The biggest assumption here is that “I won’t do it again” would be good enough for the cheated spouse. For most it wouldn’t be.

Psst…

between the legs…

Poll, not pole.

Ok, well in my situation, the affair went on over the course of a year. I don’t think he will ever tell her and given that he is a master liar, I doubt she’ll ever find out.

Should I tell her? Part of me feels that she has the right to know. Then again, I’m not a big fan of boiling bunnies, so I don’t want to be crazy either.

Well my ex confessed and a lot of good came from it, packed my bags and left. Life is a lot better now.

You want him that much? You hate him that much? I’m confused. I’d root for you doing what will make you happy long term. Have you figured out what that is yet?

No. Unfortunately.

Digital C & Amateur Barbarian…
You’ve quite hit the nail on the head here. You have expressed my thoughts exactly, and in the most honest & concise way. My 12-yr relationship ended with him going off with a woman 18 yrs his junior. Afterwards, he was a polar opposite of the “man” I thought I knew. I was dumb-founded to think I didn’t know his personality at all. That part was more painful than the breakup.

I make them from *far *too much experience. The “it’s dishonest not to tell your SO everything” posters seem to be posting from idealism. (Any and all are free to correct the impression, if it’s wrong.)

Choose… wisely.

It is dishonest not to tell your spouse something about the very nature of who you are. That doesn’t mean “everything”, but something that would so clearly affect their decision to have a relationship with you or not is something they deserve to know.

I never told my spouse but I think he knew and chose to turn a blind eye. As you may know, he’s still around, 6 years later, and has never once made mention of it. He had an EA first, FWIW, which I found out about and confronted her, and told him to knock it off.

Speaking from experience, I would much rather know if it happened again than not and I do feel that hiding or selectively “forgetting” any part of it would be dishonest.

I applaud your idealism. Let us know how it works out for you.

In my comments, I’ve specifically ruled out “again.” If you’re a serial adulterer, all bets are off.

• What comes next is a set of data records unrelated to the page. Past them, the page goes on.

PR #4716, opened 2025-08-13
MWPW-178057 Tab state is not retained when navigating back

bozojovicic:
Save the tab selection in session storage and recover it on the next page load (page refresh, navigating back) if the meta parameter `remember` is authored/set on tabs component to value `'on'`. We can set this parameter on plans page so other pages will not be affected by this change.

Resolves: [MWPW-178057](https://jira.corp.adobe.com/browse/MWPW-178057)

Test page `main--cc--adobecom.aem.live/creativecloud/plans?milolibs=mwpw178057tabstate--milo--bozojovicic`
but `remember` is not set yet

On the page bellow we have multiple tabs on the same page. State is saved in sessionStorage in items `/drafts/bozo/pr/tabs/mini-compare-tab-state` and `/drafts/bozo/pr/tabs/other-tabs-tab-state`

**Test URLs:**
- Before: https://main--milo--adobecom.aem.live/drafts/bozo/pr/tabs?martech=off
- After: https://mwpw178057tabstate--milo--bozojovicic.aem.live/drafts/bozo/pr/tabs?martech=off


libs/blocks/tabs/tabs.js
```diff
@@ -57,6 +57,19 @@ export function getRedirectionUrl(linkedTabsList, targetId) {
   return currentUrl;
 }
 
+const loadActiveTabFromStorage = () => {
+  const activeTab = localStorage.getItem('active-tab');
```
yesil, line 61: Is the requirement to make the tab selection persistent across visits? if it is only for the current navigation, we should be using sessionStorage.

libs/blocks/tabs/tabs.js
```diff
@@ -57,7 +57,53 @@ export function getRedirectionUrl(linkedTabsList, targetId) {
   return currentUrl;
 }
 
-function changeTabs(e) {
+const loadActiveTabFromStorage = () => {
+  const activeTab = sessionStorage.getItem('active-tab');
```
yesil, line 61: when there are multiple tab containers in the page, this can be confusing, I think the key should be contructed from the console.

I would be more cautious here, and require a name, to make it persistent.
basically GWP should author the name in the block.

libs/blocks/tabs/tabs.js
```diff
@@ -57,7 +57,28 @@ export function getRedirectionUrl(linkedTabsList, targetId) {
...
+const generateStorageName = (tabId) => {
+  const { pathname } = window.location;
+  return `${pathname}/${tabId}-tab-state`;
+};
+
+const loadActiveTab = (config) => {
+  if (config['remember-selected-tab'] !== 'on') return 0;
+
+  const tabId = config['tab-id'];
+  return sessionStorage.getItem(generateStorageName(tabId));
```
yesil, line 69: fallback to 0 if it doesn't exist in sessionStorage?

libs/blocks/tabs/tabs.js
```diff
@@ -57,7 +57,28 @@ export function getRedirectionUrl(linkedTabsList, targetId) {
...
 }
 
-function changeTabs(e) {
+const generateStorageName = (tabId) => {
+  const { pathname } = window.location;
+  return `${pathname}/${tabId}-tab-state`;
+};
+
+const loadActiveTab = (config) => {
+  if (config['remember-selected-tab'] !== 'on') return 0;
```
yesil, line 66: We need to check if they prefer an explicit long token name such as `remember-selected-tab` which might be challenging to remember, or a shorthand version which can be adapted later in other places, aka : `remember`

libs/blocks/tabs/tabs.js
bozojovicic: This is the method call.
```
const activeTabIndex = loadActiveTab(config);
if (activeTabIndex) config['active-tab'] = activeTabIndex;
```
Zero is not the valid tab index, it starts from 1.
Return value 0 just means that the value configured in the document for "active-tab" will be used and sessionStorage will be ignored.

PR #4717, opened 2025-08-13
[MWPW-177996] Use heading for share block title

overmyheadandbody:
This ensures that the text above the share icons from the Share block is announced as a heading. An option would be to actually use a heading element, but that leads to different styling needs, so I've chosen to address the issue via attributes on the existing element.

An interesting addition is the `getPrevHeadingLevel` method, which tries to find the heading level of the first `h` tag preceding a given element. This could prove useful in the future, since Adobe Accessibility rules state that the heading hierarchy should be clear on the page (i.e. no jumping from `h2` to `h4` or viceversa).

LE: After @zagi25's note, I noticed a few other small details to address:
* the `tracking-header` class was applied inconsistently, sometimes it didn't even include the heading text;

I’m talking about the more common case of a single instance of infidelity - one person, one time or a short stretch of time, not years of hiding a second relationship or multiple instances. In such a case, either the fling or the marriage needs to be over. If it’s the fling, and your spouse does not know or suspect, your self-commitment to not repeat the mistake is of more value than any “honesty” or “coming clean” or “sharing the guilt because it will make you feel better.”

I’ve said all I have to say on the topic.

It amounts to the same thing. I can change the words I used without changing the meaning: “Speaking from experience, I am happy that I found out about it happening and I feel that hiding it and selectively forgetting things was dishonest.”

Personally, I’d much rather my SO come to me and say “I royally fucked up and had a fling over the weekend” then to find out years later that he had had one and hidden it.

We all make mistakes of various sizes, and I can forgive. We don’t all hide and lie about them.